What to do -
Give again, unchanged, the line that contains "Plus anyway it" together with every line that follows it until the entries end.

★ ★ ★ ★ ★

PR #577, opened 2021-06-17
Improve MathJax compatibility with myst-parser

chrisjsewell:
Heya, this would meet me halfway with https://github.com/executablebooks/MyST-Parser/pull/395, so both packages will share the same `processClass` regex (and myst-parser won't complain about overriding it).
Plus anyway it is slightly better for compatibility with any advanced use cases, so people can still use the MathJax standard classes `tex2jax_process` (mathjax2) and `mathjax_process` (mathjax3).

### DIFF
--- a/src/nbsphinx.py
+++ b/src/nbsphinx.py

★ ★ ★ ★ ★

Output for this task -
Plus anyway it is slightly better for compatibility with any advanced use cases, so people can still use the MathJax standard classes `tex2jax_process` (mathjax2) and `mathjax_process` (mathjax3).

### DIFF
--- a/src/nbsphinx.py
+++ b/src/nbsphinx.py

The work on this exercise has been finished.